Task statement |
From the line that includes "other commands" to the closing line of the data, please transcribe every line exactly and add nothing.

Data extract |
○ ○ ○ ○ ○

PR #3255, opened 2022-05-06
Add a timer-style variable

sjplimp:
**Summary**

Add timer-style variables to the variable class, for use in an input script.  They store the current elapsed CPU each time the
"variable name timer" command is processed in the script.  Thus using two timer-style variables to bracket an operation allows a print statement to output the difference of the 2 variable, to time the operation.  E.g.

variable start timer
other commands
variable stop timer
print "Elapsed time: $(v_stop-v_start:%.6f)"

**Related Issue(s)**

N/A

**Author(s)**

Steve

**Licensing**

**Backward Compatibility**

N/A

**Implementation Notes**

**Post Submission Checklist**


src/variable.cpp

○ ○ ○ ○ ○

Exercise answer |
other commands
variable stop timer
print "Elapsed time: $(v_stop-v_start:%.6f)"

**Related Issue(s)**

N/A

**Author(s)**

Steve

**Licensing**

**Backward Compatibility**

N/A

**Implementation Notes**

**Post Submission Checklist**


src/variable.cpp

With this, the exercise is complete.